Finance

Hidden threat to the South African rand

South Africa’s deteriorating logistics infrastructure, pressure from United States tariffs, and increased demand for imports have weakened the country’s terms of trade. 

While this weakening is not at crisis levels yet, South Africa’s current account balance is heading in the wrong direction. 

With the country’s current account deficit widening to just over 1% of GDP, pressure is beginning to mount on the rand. 

The local currency has enjoyed a strong 2025 against the dollar, with the greenback weakened by concerns over the United States’ financial health and greater uncertainty in American policy. 

While the rand has held up well so far this year, increasing attention should be paid towards South Africa’s weakening export performance, Stanlib chief economist Kevin Lings said. 

Lings explained that South Africa’s current account deficit is at an acceptable level at around 1% of GDP, but is trending in the wrong direction. 

“Overall, you would say that our trade balance is manageable, but is moving in the wrong direction,” Lings told The Business Show

Lings said the two main reasons for the country’s current account deficit widening are South Africa’s deteriorating logistics infrastructure and increased pressure on exports to the United States. 

“The infrastructure decline is just not helping us. The infrastructure to get commodities to whichever port we want to use is not functioning anywhere near as well as you want,” Lings said. 

The deteriorating infrastructure results in frequent breakdowns, delaying exports, and potential losses for both Transnet and companies who cannot get their products to market. 

“Then, if you look at our exports to the United States, they have been under pressure for a number of months, even before tariffs were imposed,” Lings said. 

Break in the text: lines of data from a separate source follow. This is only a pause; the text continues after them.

PR #2797, opened 2025-06-05
subagents

wendytang:
This is a prototype of subagents in goose - note we are still actively thinking about this but would love your input! 

demo: 
https://github.com/user-attachments/assets/922fdece-f9c2-41f8-ac67-fc1e409dbd20

`joke_recipe.yaml`
```
version: 1.0.0
title: Joke of the day
author:
  contact: douwe
description: Will tell you a joke of the day based on the current day
instructions: Your job is to tell a joke of the day
extensions:
- type: builtin
  name: developer
  display_name: Developer
  timeout: 300
  bundled: true
prompt: Based on what day it is today, generate a joke. Mention the day on the first line then an empty line and then the joke. Don't just say the date, but figure out if there's any cultural significance, like national shelves day
```

open questions designing subagents:
- How should sub-agents behave in various goose modes (autonomous, manual, chat)? 
- Should subagents run synchronous or asynchronously?
- Communication channel: should users be able to communicate with subagents directly?
- Extension config: how to design extension configurations with agents and sub-agents? Case: sub-agent only has extensions main agent has;  Case: sub-agent can utilize its own set of extensions
- Maintenance: subagents are a simplified version of the main agent, is there a way to subclass main agent for a maintenance standpoint or would we better off keeping them separate?

### DIFF
--- a/crates/goose-cli/src/session/mod.rs
+++ b/crates/goose-cli/src/session/mod.rs
@@ -939,8 +939,7 @@ impl Session {
 
                                                             if min_priority > 0.1 && !self.debug {
                                                                 // High/Medium verbosity: show truncated response
-                                                                if msg.starts_with("Responded: ") {
-                                                                    let response_content = &msg[11..]; // Remove "Responded: " prefix
+                                                                if let Some(response_content) = msg.strip_prefix("Responded: ") {
                                                                     if response_content.len() > 100 {
                                                                         format!("🤖 Responded: {}...", &response_content[..100])
                                                                     } else {
@@ -955,7 +954,7 @@ impl Session {
                                                             }
                                                         }
                                                         _ => {
-                                                            format!("{}", msg)
+                                                            msg.to_string()
                                                         }
                                                     };
                                                     (formatted, Some(subagent_id.to_string()), Some(notification_type.to_string()))
--- a/crates/goose/src/agents/subagent_manager.rs
+++ b/crates/goose/src/agents/subagent_manager.rs
@@ -363,10 +363,14 @@ impl SubAgentManager {
                     turn_count + 1,
                     response_text
                 ));
-                conversation_result.push_str(&format!("\n[Task completed after {} turns]", turn_count + 1));
+                conversation_result.push_str(&format!(
+                    "\n[Task completed after {} turns]",
+                    turn_count + 1
+                ));
             }
             Err(e) => {
-                conversation_result.push_str(&format!("\n[Error after {} turns: {}]", turn_count, e));
+                conversation_result
+                    .push_str(&format!("\n[Error after {} turns: {}]", turn_count, e));
             }
         }
 


pablof7z:
I didn't see this on the docs, but would be very useful for agents to be able to specify their model; RooCode does this and it's extremely handy.

cgwalters:
This sounds cool - I watched https://www.youtube.com/watch?v=9tq-QUnE29U recently and was impressed. I assume this is aiming for something like that more built-in?

This PR kind of lacks a larger description of what it's aiming to do, seems like that'd be useful to have. Is there an issue that should be linked?

wendytang:
Thanks for the comments - I will check out these subagent implementations, pls let me know if you have other ideas

crates/goose/src/agents/subagent_handler.rs
```diff
@@ -0,0 +1,278 @@
...
+        let mut subagent_manager = self.subagent_manager.lock().await;
+        if let Some(manager) = subagent_manager.as_mut() {
+            manager.process_updates().await
+        } else {
+            Vec::new()
+        }
+    }
+
+    /// Process subagent updates and build a context map
+    pub async fn process_subagent_updates(&self) -> HashMap<String, String> {
```
wendytang: process_subagent_updates doesn't seem to be used anywhere?

crates/goose/src/agents/agent.rs
```diff
@@ -608,6 +671,16 @@ impl Agent {
         Ok(Box::pin(async_stream::try_stream! {
             let _ = reply_span.enter();
             loop {
+                // Check for subagent notifications
```
wendytang: could we consolidate into a one liner function call? just to keep the loop easy to read

something like:
```
self.display_subagent_notifications()
```

lilydelalande:
To try out this (very nascent) feature, add this line to `~/.config/goose/config.yaml`:

```
ALPHA_FEATURES: true
```

crates/goose/src/agents/agent.rs
```diff
@@ -44,14 +44,21 @@ use mcp_core::{
...
 use super::platform_tools;
 use super::router_tools;
+use super::subagent_manager::SubAgentManager;
+use super::subagent_tools;
 use super::tool_execution::{ToolCallResult, CHAT_MODE_TOOL_SKIPPED_RESPONSE, DECLINED_RESPONSE};
 
 /// The main goose Agent
 pub struct Agent {
     pub(super) provider: Mutex<Option<Arc<dyn Provider>>>,
-    pub(super) extension_manager: Mutex<ExtensionManager>,
```
salman1993, line 55: why did we change this?

crates/goose/src/agents/agent.rs
```diff
@@ -257,6 +271,23 @@ impl Agent {
...
+                    .await,
+            )
+        } else if tool_call.name == SUBAGENT_LIST_TOOL_NAME {
+            ToolCallResult::from(self.handle_list_subagents().await)
+        } else if tool_call.name == SUBAGENT_CHECK_PROGRESS_TOOL_NAME {
+            ToolCallResult::from(
+                self.handle_get_subagent_status(tool_call.arguments.clone())
+                    .await,
+            )
+        } else if tool_call.name == SUBAGENT_SEND_MESSAGE_TOOL_NAME {
```
salman1993: why do we need 4 tool calls here? i was thinking we'd have one to call the subagent which does the task and returns the result or an error msg

crates/goose/src/agents/agent.rs
```diff
@@ -62,13 +69,61 @@ pub struct Agent {
...
 #[derive(Clone, Debug)]
 pub enum AgentEvent {
     Message(Message),
     McpNotification((String, JsonRpcMessage)),
-    ModelChange { model: String, mode: String },
+    ModelChange {
+        model: String,
+        mode: String,
+    },
+    SubagentNotification {
```
salman1993: how is this different from McpNotification?

jamadeo: It might be worth considering using a single event type for these. The MCP notification is just a pass-through of the JsonRPC payload, and maybe subagents could pass something like that?

crates/goose/src/agents/agent.rs
lilydelalande: next one lol -- tired of rebasing :D

crates/goose/src/agents/agent.rs
lilydelalande: i think because we need to carry around the extension manager and the mutex was not working

crates/goose/src/agents/agent.rs
lilydelalande: next PR :) i will need to think about it a bit more

crates/goose/src/agents/agent.rs
lilydelalande: I was getting compile errors with Mutex and changing to RwLock fixed them. I think it was related to the borrow checker and how we're passing the extension manager around to multiple subagents, but RwLock resolved the lifetime/borrowing issues

crates/goose/src/agents/agent.rs
lilydelalande: Good point! A vestige from when subagents were not ephemeral. We were thinking we'd want the granular control for complex workflows - like spawning a subagent, checking its progress, sending follow-up messages, etc. But you're right that for most use cases a single call_subagent tool that handles the full lifecycle and just returns the result would be much simpler.

lilydelalande: how should we handle cases where the subagent needs to ask follow-up questions or request more info from the main agent or user? Do we:

1. Just fail and return an error asking the user to provide more details upfront?
2. Have the subagent make its best guess with available info?
3. Keep some kind of back-and-forth mechanism?
4. Or design the tasks to be more self-contained?

crates/goose/src/agents/agent.rs
salman1993: my understanding is that RwLock is strictly more demanding than Mutex for compile issues, so surprised you're getting compilation issues with Mutex and not RwLock

crates/goose/src/agents/agent.rs
salman1993: my personal opinion: subagent tasks should be more self-contained (information gathering tasks such as search) and they return with a result or error msg. as subagent runs, it can report what its doing (what tool calls its making so that we can display to user)

for permissions, the user can sign-off when the subagent spawn tool is initially started but after that, subagent runs autonomously (since its a tool). 

listing subagents and sending msgs back & forth seems difficult to manage.

crates/goose/src/agents/agent.rs
lilydelalande: i wish i could remember what they were... 

also i think Mutex will cause issues if we have multiple subagents trying to access the extension manager concurrently (like parallel subagents) -- subagents will block each other even for read-only operations like checking what extensions are available or getting tool definitions with Mutex (I think)

crates/goose/src/agents/agent.rs
lilydelalande: I think probably worth discussing/keeping open, but I agree with you.

salman1993: Two use cases that will benefit from subagents:
1. tool routing (searching for the right tool) 
2. file search (figuring out which files to read & edit)

I think it'll be good to test it out on one of these atleast

salman1993 (approved):

salman1993:
please test out the agent with some popular extensions and typical workflows before merging (eg. shell, gdrive, slack)

crates/goose/src/agents/agent.rs
lilydelalande: I had to make some edits to give subagents access to platform tools but tool routing worked like a charm when explicitly stated (use a subagent to figure out what tools i'd need to go from designs to code)

crates/goose/src/agents/subagent_handler.rs
lilydelalande: removed!

crates/goose/src/agents/agent.rs
lilydelalande: thought about it and added!

DOsinga:
> I didn't see this on the docs, but would be very useful for agents to be able to specify their model; RooCode does this and it's extremely handy.

You can specify a model in a (sub) recipe or even have the main recipe (agent) specify it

Lings explained that US companies have generally held back on importing from South Africa over the past few months due to fears of a slowing economy and a breakdown in relations between the US and South Africa. 

“The combination is not good for us and so, we are seeing some deterioration in our trade balance,” Lings said. 

The rand

Stanlib chief economist Kevin Lings

While South Africa’s current account deficit is not at a level of concern yet, it still has significant implications for the local economy and particularly the currency. 

The current account deficit gives a good idea of how much foreign exchange is moving in or out of a country, which is vital for the strength of a local currency. 

A current account deficit weakens a country’s currency by increasing its supply and foreign currency demand, leading to depreciation of a local currency, such as the rand. 

This happens because a deficit implies a country is spending more on foreign goods and services than it earns, requiring it to supply more of its own currency to pay for imports while receiving less foreign currency for exports. 

The increased supply of domestic currency and higher demand for foreign currency in the forex market drive the domestic currency’s value down.

“It is not putting us under enormous pressure as yet, because you can see the rand is holding on,” Lings said. 

“If it becomes a big problem, then you will see the rand normally weaken. The rand has not done that yet.” 

However, Lings said the country’s widening current account deficit is something South Africa needs to pay attention to. 

“We are managing, but it is something that we need to pay attention to because it can get quite a bit worse,” he said. 

What the country’s deteriorating current account indicates is that its infrastructure is beginning to fail, with significant consequences for South Africa. 

“The first major problem South Africa has currently is that we have messed up the infrastructure, like big time,” Lings said at the 2025 Morningstar Investment Conference. 

“I am not talking about potholes. I am talking about a proper decline in the quality of major infrastructure in South Africa, resulting in power outages and water shortages.”

Lings said infrastructure is the base of any economy, effectively enabling people and goods to flow and commerce to occur. 

“A lot of our stuff now is at risk of failure. There is only one A-rated piece of infrastructure in South Africa, which is the Gautrain. This means there are a lot of things that are broken,” Lings said. 

“There is quite a lot of stuff that is E-rated, including water and sanitation, various parts of our railways, and some of our roads.”

This effectively prevents the economy from experiencing any meaningful growth, as the basic resources needed for that cannot be supplied to businesses. 

“Here is the question: Can you grow the economy at 4%? Can you grow South Africa’s economy at 4%? Could we achieve that? No,” Lings said. 

“As you try and grow faster, at any rate, you will run out of things. You will run out of electricity. You will run out of water. Run out of rail capacity. Run out of port capacity.”